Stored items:
PR #794, opened 2015-09-30
Allow a host to be passed for the IP portion of a port binding.

tbeadle:
Previously, if a hostname were provided in place of an IP address in a port
binding definition, the docker daemon would simply ignore it and bind to all
interfaces instead of a specific one.  This change makes it so that a hostname
can be used in place of the IP.  The address for that host will be resolved
to an IP and then the IP is passed to the docker daemon.  This still requires
that the IP that it resolves to exists on the docker host.

This is particularly useful in situations where it is common to move containers
from one docker host to another.  One could have a docker-compose.yml, for
instance, that does not need to change (using the hostname in the 'ports'
definition).  When the container is to be moved to a new host, DNS can just be
updated to reflect the address on the new host to be used.  Then docker-compose
will use the right address when it's brought up on that host.

Signed-off-by: Tommy Beadle tbeadle@gmail.com

### DIFF
--- a/docker/utils/utils.py
+++ b/docker/utils/utils.py
@@ -18,6 +18,7 @@ import os
 import os.path
 import json
 import shlex
+import socket
 import tarfile
 import tempfile
 import warnings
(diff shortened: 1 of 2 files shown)


ijc:
PR grooming: Thanks for your PR and sorry it took so long before anyone looked at it.

I think this would make the behaviour of `docker-py` different to the docker cli:
```
$ docker run -p localhost:8080:8080 nginx
docker: invalid publish opts format (should be name=value but got 'localhost:8080:8080').
See 'docker run --help'.
```
which I think is undesirable. As you say the IP needs to be available on the host, so if anything I think this should be an engine feature to resolve things at that end (NB: I haven't fully thought that through, that may have its own issue).

So I'm going to close now, thanks (and sorry) again.

PR #796, opened 2015-10-01
Support the 'since' option in the 'containers/<id>/logs' endpoint (API upgrade)

v-boyko:
Added 'since' timestamp parameter to the 'logs' command

(as in https://docs.docker.com/reference/api/docker_remote_api_v1.19/#get-container-logs)


docker/api/container.py
```diff
@@ -174,6 +175,14 @@ def logs(self, container, stdout=True, stderr=True, stream=False,
                 if tail != 'all' and (not isinstance(tail, int) or tail <= 0):
                     tail = 'all'
                 params['tail'] = tail
+            if utils.compare_version('1.19', self._version) >= 0:
+                if isinstance(since, datetime):
```
dnephin: I think normally we want to raise an error if someone is using an option that isn't supported by the API version.  It would be nice if the server did this, but I don't think that's the case most of the time.

v-boyko:
@dnephin Thanks for the tip, I've added the error in case the API doesn't support the flag.

shin-:
LGTM :+1:

dnephin:
LGTM

PR #2265, opened 2019-03-01
set buildargs default value if None

lekster:
fix "AttributeError: 'NoneType' object has no attribute 'setdefault'" when buildargs is None

### DIFF
--- a/docker/api/build.py
+++ b/docker/api/build.py
@@ -121,6 +121,7 @@ class BuildApiMixin(object):
         remote = context = None
         headers = {}
         container_limits = container_limits or {}
+        buildargs = buildargs or {}
         if path is None and fileobj is None:
             raise TypeError("Either path or fileobj needs to be provided.")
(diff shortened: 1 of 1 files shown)


docker/api/build.py
```diff
@@ -121,6 +121,7 @@ def build(self, path=None, tag=None, quiet=False, fileobj=None,
         remote = context = None
         headers = {}
         container_limits = container_limits or {}
+        buildargs = buildargs or {}
```
ulyssessouza: Any special reason not to use the default parameter value in line 20?
Looks like a `buildargs={}` in line 20 would be cleaner.

shin-: @ulyssessouza https://docs.quantifiedcode.com/python-anti-patterns/correctness/mutable_default_value_as_argument.html

ulyssessouza: Ahhh, OK!

PR #2272, opened 2019-03-13
Return API response on service update

hannseman:
The response contains a `Warnings` key that should be returned so it can be handled by the caller. 

See the 200 Response documentation here: https://docs.docker.com/engine/api/v1.39/#operation/ServiceUpdate

Currently the only return value from this method is `True`. It can never return `False` (it will raise instead). 

With this change checks like this on the return value will still work:
```python
response = client.update_service(...)
if response:
  ...
```

But it would break backwards compatability if used like this:
```python
response = client.update_service(...)
if response is True:
  ...
```

As previously stated both these checks does not make sense as the only possible return value is `True`.

### DIFF
--- a/docker/api/service.py
+++ b/docker/api/service.py
@@ -387,7 +387,7 @@ class ServiceApiMixin(object):
                 current specification of the service. Default: ``False``
 
         Returns:
-            ``True`` if successful.
+            A dictionary containing a ``Warnings`` key.
 
         Raises:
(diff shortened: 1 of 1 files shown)


hannseman:
> We can ship the change with 4.0, and the API change won't be an issue in that case.

Sounds good!

@shin- and @ulyssessouza thanks for the review and merge.

PR #2273, opened 2019-03-13
Rename `container_id` to `container_name_or_id`.

heckad:
Removes the misunderstanding caused by the difference between the variable name and its meaning.

### DIFF
--- a/docker/models/containers.py
+++ b/docker/models/containers.py
@@ -298,7 +298,7 @@ class Container(Model):
         Pauses all processes within this container.
 
         Raises:
-            :py:class:`docker.errors.APIError`
+            :py:class:`docker.errors.APIError`def get(self, container_id):
                 If the server returns an error.
         """
         return self.client.api.pause(self.id)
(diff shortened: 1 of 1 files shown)


shin-:
Thank you for your contribution! That said, I fail to see the upside of that breaking change, especially if applied to a single method, when many of the method signatures in our codebase use the same shorthand.

heckad:
A quick review showed that in other places it will be exactly `container_id`, but here `container_id` can also be a name. Perhaps need to rename docstring on 301 line in `containers.py`

heckad:
So, merge or close? If we merge, it will be better to read.

ulyssessouza:
Hello @heckad ! Thank you for the PR.

I agree with you that `container_name_or_id` would make it more explicit and if that wasn't a breaking change, I would approve but since it's not the case and the upside is minor, I have to decline.

And we still have the documentation to make it explicit.

heckad:
What does it break?

shin-:
It breaks the code of anyone using named parameters when calling this method.

heckad:
Just out of curiosity, why do so?

shin-:
It generally makes the code more explicit and better at self-documenting.

PR #2281, opened 2019-03-18
Support for SCTP

### LINKED ISSUE #2249: Allow exposing SCTP ports
Exposing SCTP ports has been supported in docker since 18.03 but docker-py currently does not support it but instead raises a ValueError.
Because of this compose doesn't support SCTP either, see the original issue on docker/compose (https://github.com/docker/compose/issues/6294) for more info.

I think the solution could simply be to add 'sctp' to PORT_SPEC here :
https://github.com/docker/docker-py/blob/61bab6379890841f698ed820e464bc00bf2d379d/docker/utils/ports.py#L10

Sadly I can't deliver a proper PR for this.

hannseman:
Fixes #2249 by adding `sctp` as an allowed protocol when exposing ports.

Also extends some port related tests to cover protocols.

### DIFF
--- a/docker/api/container.py
+++ b/docker/api/container.py
@@ -915,9 +915,10 @@ class ContainerApiMixin(object):
         if '/' in private_port:
             return port_settings.get(private_port)
 
-        h_ports = port_settings.get(private_port + '/tcp')
-        if h_ports is None:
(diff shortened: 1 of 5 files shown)


hannseman:
@ulyssessouza @shin- thank you for the review and merge!

PR #2282, opened 2019-03-19
Avoid race condition on short execution

ulyssessouza:
- Add a sleep of 5 seconds to be sure the logs
can be requested before the daemon removes the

EXERCISE REQUIREMENTS | Your answer must be the complete data, repeated word for word.

RESPONSE |
PR #794, opened 2015-09-30
Allow a host to be passed for the IP portion of a port binding.

tbeadle:
Previously, if a hostname were provided in place of an IP address in a port
binding definition, the docker daemon would simply ignore it and bind to all
interfaces instead of a specific one.  This change makes it so that a hostname
can be used in place of the IP.  The address for that host will be resolved
to an IP and then the IP is passed to the docker daemon.  This still requires
that the IP that it resolves to exists on the docker host.

This is particularly useful in situations where it is common to move containers
from one docker host to another.  One could have a docker-compose.yml, for
instance, that does not need to change (using the hostname in the 'ports'
definition).  When the container is to be moved to a new host, DNS can just be
updated to reflect the address on the new host to be used.  Then docker-compose
will use the right address when it's brought up on that host.

Signed-off-by: Tommy Beadle tbeadle@gmail.com

### DIFF
--- a/docker/utils/utils.py
+++ b/docker/utils/utils.py
@@ -18,6 +18,7 @@ import os
 import os.path
 import json
 import shlex
+import socket
 import tarfile
 import tempfile
 import warnings
(diff shortened: 1 of 2 files shown)


ijc:
PR grooming: Thanks for your PR and sorry it took so long before anyone looked at it.

I think this would make the behaviour of `docker-py` different to the docker cli:
```
$ docker run -p localhost:8080:8080 nginx
docker: invalid publish opts format (should be name=value but got 'localhost:8080:8080').
See 'docker run --help'.
```
which I think is undesirable. As you say the IP needs to be available on the host, so if anything I think this should be an engine feature to resolve things at that end (NB: I haven't fully thought that through, that may have its own issue).

So I'm going to close now, thanks (and sorry) again.

PR #796, opened 2015-10-01
Support the 'since' option in the 'containers/<id>/logs' endpoint (API upgrade)

v-boyko:
Added 'since' timestamp parameter to the 'logs' command

(as in https://docs.docker.com/reference/api/docker_remote_api_v1.19/#get-container-logs)


docker/api/container.py
```diff
@@ -174,6 +175,14 @@ def logs(self, container, stdout=True, stderr=True, stream=False,
                 if tail != 'all' and (not isinstance(tail, int) or tail <= 0):
                     tail = 'all'
                 params['tail'] = tail
+            if utils.compare_version('1.19', self._version) >= 0:
+                if isinstance(since, datetime):
```
dnephin: I think normally we want to raise an error if someone is using an option that isn't supported by the API version.  It would be nice if the server did this, but I don't think that's the case most of the time.

v-boyko:
@dnephin Thanks for the tip, I've added the error in case the API doesn't support the flag.

shin-:
LGTM :+1:

dnephin:
LGTM

PR #2265, opened 2019-03-01
set buildargs default value if None

lekster:
fix "AttributeError: 'NoneType' object has no attribute 'setdefault'" when buildargs is None

### DIFF
--- a/docker/api/build.py
+++ b/docker/api/build.py
@@ -121,6 +121,7 @@ class BuildApiMixin(object):
         remote = context = None
         headers = {}
         container_limits = container_limits or {}
+        buildargs = buildargs or {}
         if path is None and fileobj is None:
             raise TypeError("Either path or fileobj needs to be provided.")
(diff shortened: 1 of 1 files shown)


docker/api/build.py
```diff
@@ -121,6 +121,7 @@ def build(self, path=None, tag=None, quiet=False, fileobj=None,
         remote = context = None
         headers = {}
         container_limits = container_limits or {}
+        buildargs = buildargs or {}
```
ulyssessouza: Any special reason not to use the default parameter value in line 20?
Looks like a `buildargs={}` in line 20 would be cleaner.

shin-: @ulyssessouza https://docs.quantifiedcode.com/python-anti-patterns/correctness/mutable_default_value_as_argument.html

ulyssessouza: Ahhh, OK!

PR #2272, opened 2019-03-13
Return API response on service update

hannseman:
The response contains a `Warnings` key that should be returned so it can be handled by the caller. 

See the 200 Response documentation here: https://docs.docker.com/engine/api/v1.39/#operation/ServiceUpdate

Currently the only return value from this method is `True`. It can never return `False` (it will raise instead). 

With this change checks like this on the return value will still work:
```python
response = client.update_service(...)
if response:
  ...
```

But it would break backwards compatability if used like this:
```python
response = client.update_service(...)
if response is True:
  ...
```

As previously stated both these checks does not make sense as the only possible return value is `True`.

### DIFF
--- a/docker/api/service.py
+++ b/docker/api/service.py
@@ -387,7 +387,7 @@ class ServiceApiMixin(object):
                 current specification of the service. Default: ``False``
 
         Returns:
-            ``True`` if successful.
+            A dictionary containing a ``Warnings`` key.
 
         Raises:
(diff shortened: 1 of 1 files shown)


hannseman:
> We can ship the change with 4.0, and the API change won't be an issue in that case.

Sounds good!

@shin- and @ulyssessouza thanks for the review and merge.

PR #2273, opened 2019-03-13
Rename `container_id` to `container_name_or_id`.

heckad:
Removes the misunderstanding caused by the difference between the variable name and its meaning.

### DIFF
--- a/docker/models/containers.py
+++ b/docker/models/containers.py
@@ -298,7 +298,7 @@ class Container(Model):
         Pauses all processes within this container.
 
         Raises:
-            :py:class:`docker.errors.APIError`
+            :py:class:`docker.errors.APIError`def get(self, container_id):
                 If the server returns an error.
         """
         return self.client.api.pause(self.id)
(diff shortened: 1 of 1 files shown)


shin-:
Thank you for your contribution! That said, I fail to see the upside of that breaking change, especially if applied to a single method, when many of the method signatures in our codebase use the same shorthand.

heckad:
A quick review showed that in other places it will be exactly `container_id`, but here `container_id` can also be a name. Perhaps need to rename docstring on 301 line in `containers.py`

heckad:
So, merge or close? If we merge, it will be better to read.

ulyssessouza:
Hello @heckad ! Thank you for the PR.

I agree with you that `container_name_or_id` would make it more explicit and if that wasn't a breaking change, I would approve but since it's not the case and the upside is minor, I have to decline.

And we still have the documentation to make it explicit.

heckad:
What does it break?

shin-:
It breaks the code of anyone using named parameters when calling this method.

heckad:
Just out of curiosity, why do so?

shin-:
It generally makes the code more explicit and better at self-documenting.

PR #2281, opened 2019-03-18
Support for SCTP

### LINKED ISSUE #2249: Allow exposing SCTP ports
Exposing SCTP ports has been supported in docker since 18.03 but docker-py currently does not support it but instead raises a ValueError.
Because of this compose doesn't support SCTP either, see the original issue on docker/compose (https://github.com/docker/compose/issues/6294) for more info.

I think the solution could simply be to add 'sctp' to PORT_SPEC here :
https://github.com/docker/docker-py/blob/61bab6379890841f698ed820e464bc00bf2d379d/docker/utils/ports.py#L10

Sadly I can't deliver a proper PR for this.

hannseman:
Fixes #2249 by adding `sctp` as an allowed protocol when exposing ports.

Also extends some port related tests to cover protocols.

### DIFF
--- a/docker/api/container.py
+++ b/docker/api/container.py
@@ -915,9 +915,10 @@ class ContainerApiMixin(object):
         if '/' in private_port:
             return port_settings.get(private_port)
 
-        h_ports = port_settings.get(private_port + '/tcp')
-        if h_ports is None:
(diff shortened: 1 of 5 files shown)


hannseman:
@ulyssessouza @shin- thank you for the review and merge!

PR #2282, opened 2019-03-19
Avoid race condition on short execution

ulyssessouza:
- Add a sleep of 5 seconds to be sure the logs
can be requested before the daemon removes the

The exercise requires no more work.